Nothing should be left out when you copy the entries below.

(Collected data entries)
* * * *
PR #12520, opened 2026-09-02
fix(cli): support dashboard API key ids

Gaulnews:
## Summary
- fall back from registered-key endpoints to ordinary dashboard API-key endpoints for regenerate and reveal
- preserve registered-key behavior when those IDs exist
- add regression coverage for both fallback paths

## Validation
- node --import tsx/esm --test tests/unit/cli-keys-api-key-fallback.test.ts
- node --import tsx/esm --test tests/unit/cli-keys-command.test.ts tests/unit/cli-route-unavailable-fallback-10081.test.ts
- live local validation: regenerated a dashboard API key and authenticated /v1/models with HTTP 200

### DIFF
--- a/bin/cli/commands/keys.mjs
+++ b/bin/cli/commands/keys.mjs
@@ -352,10 +352,24 @@ export async function runKeysRegenerateCommand(id, opts = {}) {
     return 1;
   }
   try {
-    const res = await apiFetch(`/api/v1/registered-keys/${encodeURIComponent(id)}/regenerate`, {
+    const encodedId = encodeURIComponent(id);
+    let res = await apiFetch(`/api/v1/registered-keys/${encodedId}/regenerate`, {
       method: "POST",
       retry: false,
+      acceptNotOk: true,
     });
+    // `keys` predates the split between registered keys and the dashboard's
+    // ordinary API keys. IDs shown by `keys list`/the dashboard belong to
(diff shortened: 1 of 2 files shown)


diegosouzapw:
Thanks @Gaulnews — this closes a real ID-namespace drift between `keys list` (ordinary
dashboard API keys, `/api/keys`) and the registered-keys store the CLI's
regenerate/reveal only checked before. Reusing the existing
`isRouteUnavailableStatus`/`acceptNotOk` pattern already used throughout this file is
the right call, and the test drives real fetch mocks with URL-based assertions rather
than hand-waving. One thing missing: could you add a changelog fragment under
`changelog.d/fixes/`? That's the only blocker I see before merge.

diegosouzapw:
Thanks @Gaulnews — merging via the release merge-train. Validated in local merge-train (merge-train-20260918-120911-suite.log) on the devbox @ train tip 8c305709478b7052fb981a75852bbf88fe3a959d with the sibling PRs of this batch: typecheck:core, file-size, complexity, cognitive-complexity, changelog-integrity green; changed-area node:test 310/311 (the single red, hard-lease inventory, reproduces on the pure release tip) + vitest green (fast parity mode — full suite ran today on the tip via the base-red and 3b trains). Merged --admin per merge-gates §4/§7.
* * * *
--- Exercise answer ---
PR #12520, opened 2026-09-02
fix(cli): support dashboard API key ids

Gaulnews:
## Summary
- fall back from registered-key endpoints to ordinary dashboard API-key endpoints for regenerate and reveal
- preserve registered-key behavior when those IDs exist
- add regression coverage for both fallback paths

## Validation
- node --import tsx/esm --test tests/unit/cli-keys-api-key-fallback.test.ts
- node --import tsx/esm --test tests/unit/cli-keys-command.test.ts tests/unit/cli-route-unavailable-fallback-10081.test.ts
- live local validation: regenerated a dashboard API key and authenticated /v1/models with HTTP 200

### DIFF
--- a/bin/cli/commands/keys.mjs
+++ b/bin/cli/commands/keys.mjs
@@ -352,10 +352,24 @@ export async function runKeysRegenerateCommand(id, opts = {}) {
     return 1;
   }
   try {
-    const res = await apiFetch(`/api/v1/registered-keys/${encodeURIComponent(id)}/regenerate`, {
+    const encodedId = encodeURIComponent(id);
+    let res = await apiFetch(`/api/v1/registered-keys/${encodedId}/regenerate`, {
       method: "POST",
       retry: false,
+      acceptNotOk: true,
     });
+    // `keys` predates the split between registered keys and the dashboard's
+    // ordinary API keys. IDs shown by `keys list`/the dashboard belong to
(diff shortened: 1 of 2 files shown)


diegosouzapw:
Thanks @Gaulnews — this closes a real ID-namespace drift between `keys list` (ordinary
dashboard API keys, `/api/keys`) and the registered-keys store the CLI's
regenerate/reveal only checked before. Reusing the existing
`isRouteUnavailableStatus`/`acceptNotOk` pattern already used throughout this file is
the right call, and the test drives real fetch mocks with URL-based assertions rather
than hand-waving. One thing missing: could you add a changelog fragment under
`changelog.d/fixes/`? That's the only blocker I see before merge.

diegosouzapw:
Thanks @Gaulnews — merging via the release merge-train. Validated in local merge-train (merge-train-20260918-120911-suite.log) on the devbox @ train tip 8c305709478b7052fb981a75852bbf88fe3a959d with the sibling PRs of this batch: typecheck:core, file-size, complexity, cognitive-complexity, changelog-integrity green; changed-area node:test 310/311 (the single red, hard-lease inventory, reproduces on the pure release tip) + vitest green (fast parity mode — full suite ran today on the tip via the base-red and 3b trains). Merged --admin per merge-gates §4/§7.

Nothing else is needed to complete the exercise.